Prime Minister’s Sciences Prizes: all the winners

Jenny Graves from LaTrobe U is winner of the Prime Minister’s Prize for Science. Professor Graves uses, “marsupials and monotremes, birds and lizards, to understand the complexity of the human genome.”

“Australia’s pouched and egg-laying mammals are a fantastic source of genetic variation because they last shared a common ancestor with placental mammals so long ago. They are truly independent experiments in mammalian evolution.”

Eric Reynolds from the University of Melbourne and the Oral Health CRC is the PM’s Innovation Prize winner. Professor Reynolds discovered a protein in milk now widely used to strengthen teeth. He now works on a vaccine for gum disease.

Jian Yang, University of Queensland is Frank Fenner Life Scientist of the Year for his work on genetic factors in complex diseases.

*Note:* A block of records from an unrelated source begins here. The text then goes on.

PR #5604, opened 2023-04-18
test(DynamicWidgets): clearer assertions for widgets

Haroenv:
When the assertions for objectContaining fail, they give a whole lot of information that isn't actually useful, as we only want to know the type.

I therefore changed it to using the snapshot serialiser we have for widgets, and the diffs are much neater when there's the wrong widgets mounted.


aymeric-giraudet (approved):
Nice !

PR #6734, opened 2025-10-07
feat(instantsearch-ui-components): add `Button` component and refactor chat components

FabienMotte:
**Summary**

This PR adds a `Button` component and refactors the chat components to use this new component.
It also resolves styling issues that occurred when using the chat component styles as standalone by including `reset.css`

### DIFF
--- a/packages/instantsearch-ui-components/src/components/chat/ChatHeader.tsx
+++ b/packages/instantsearch-ui-components/src/components/chat/ChatHeader.tsx
@@ -147,7 +147,7 @@ export function createChatHeaderComponent({ createElement }: Renderer) {
       >
         <span className={cx('ais-ChatHeader-title', classNames.title)}>
           <span
-            className={cx('ais-ChatHeader-title-icon', classNames.titleIcon)}
+            className={cx('ais-ChatHeader-titleIcon', classNames.titleIcon)}
           >
             {TitleIconComponent ? (
               <TitleIconComponent />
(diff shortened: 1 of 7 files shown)


packages/instantsearch-ui-components/src/components/chat/ChatHeader.tsx
```diff
@@ -144,7 +147,7 @@ export function createChatHeaderComponent({ createElement }: Renderer) {
       >
         <span className={cx('ais-ChatHeader-title', classNames.title)}>
           <span
-            className={cx('ais-ChatHeader-titleIcon', classNames.titleIcon)}
+            className={cx('ais-ChatHeader-title-icon', classNames.titleIcon)}
```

Dayong Jin (UTS) takes the Malcolm McIntosh Physical Scientist award for bringing “a physicist’s perspective to the challenge of biology.” He uses photonic technology in microscopes to identify individual diseased cells among a million healthy ones.

In a big win for the Illawarra Neil Bramsen (Mount Ousley Public School) is the PM’s prize winner for excellence in primary teaching. Brett McKay from Kirrawee High takes the prize for secondary teaching.